Department of Pharmacology, Faculty of Medicine, Kagawa University, Kagawa, Japan.
Division of Nephrology and Hypertension, Osaka City General Hospital, Osaka, Japan.
J Pharmacol Sci. 2018 Jun;137(2):220-223. doi: 10.1016/j.jphs.2017.10.006. Epub 2017 Oct 28.
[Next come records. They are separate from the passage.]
PR #1392, opened 2026-05-27
examples: Drop KGL examples.

QuzarDC:
We marked KGL as deprecated some time ago, and consistently warn new users against it. No reason to continue to host and test against examples for it.


gyrovorbis (approved):
Yeah, agreed. We had already discussed eventually not including examples for ports within kos itself... and then regardless, this is some reesty, ancient, deprecated stuff that has to be maintained and built, and... yeah, screw it. lol.

Especially if we got good ports like that one accelerated math lib that don't even have examples in kos itself either.... ;)

PR #1395, opened 2026-05-29
mutex: skip priority-restore when there is no current thread

andressbarajas:
Now that malloc uses mutexes, mutex_unlock() restores the holder's pre-boost priority via `thd->prio = thd->real_prio` on the final unlock. But the first malloc runs during early boot inside thd_init -> thd_create_ex (allocating the kernel thread) before thd_current is assigned, so thd_current is NULL there. That made mutex_unlock write through a NULL pointer and crashes on some archs.


gyrovorbis (approved):
VERY good find. Jesus. That is bad.

QuzarDC (approved):

PR #1401, opened 2026-06-01
pvr_mem: Don't mark prototypes __weak_symbol

andressbarajas:
Got the latest master and found that I was having issues with my own PVR example I use to test a lot. Launched into automatic reset of the Dreamcast. I tested against dreamcast/pvr/plasma example and got the same behavior. Turns out the issue was adding __weak_symbol to the pvr_mem_* declarations in <dc/pvr/pvr_mem.h>, not just the definitions in pvr_mem.c. That makes every caller emit a *weak* undefined reference, and an ELF linker does not extract an archive member to satisfy a weak reference. As a result pvr_mem.o is never pulled out of libkallisti.a: pvr_mem_malloc(), pvr_mem_reset() and pvr_mem_initialize() all resolve to address 0, so pvr_init() jumps to 0 and the console resets the moment any textured program runs.

Keep __weak_symbol on the definitions (so a custom allocator can still override them) but use plain prototypes in the header, restoring the strong references that force archive extraction.

### DIFF
--- a/kernel/arch/dreamcast/include/dc/pvr/pvr_mem.h
+++ b/kernel/arch/dreamcast/include/dc/pvr/pvr_mem.h
@@ -64,7 +64,7 @@ typedef void *pvr_ptr_t;
     
     \return                 A pointer to the memory on success, NULL on error
 */
-pvr_ptr_t __weak_symbol pvr_mem_malloc(size_t size);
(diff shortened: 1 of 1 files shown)


GPF:
with #1399 PR , fixes the black screen issue with GLdc examples for me, and SDL2 integration is working again.

QuzarDC (approved):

We aimed to examine the effects of a sodium glucose co-transporter 2 (SGLT2) inhibitor on systemic and intrarenal renin-angiotensin system (RAS) in subtotally nephrectomized non-diabetic rats, a model of chronic kidney disease (CKD). Oral administration of the selective SGLT2 inhibitor, TA-1887 (10 mg/kg/day), for 10 weeks induced glycosuria. However, plasma renin activity, plasma angiotensinogen levels, kidney angiotensin II contents and renal injury were not significantly affected by TA-1887. These data indicate that chronic treatment with an SGLT2 inhibitor does not activate the systemic and intrarenal RAS in subjects with non-diabetic CKD.
我们旨在研究钠-葡萄糖共转运蛋白 2(SGLT2)抑制剂对部分肾切除非糖尿病大鼠(一种慢性肾脏病模型)全身和肾内肾素-血管紧张素系统(RAS)的影响。选择性 SGLT2 抑制剂 TA-1887(10mg/kg/天)口服给药 10 周可诱导糖尿。然而,TA-1887 对血浆肾素活性、血浆血管紧张素原水平、肾脏血管紧张素 II 含量和肾脏损伤没有显著影响。这些数据表明,在非糖尿病 CKD 患者中,慢性 SGLT2 抑制剂治疗不会激活全身和肾内 RAS。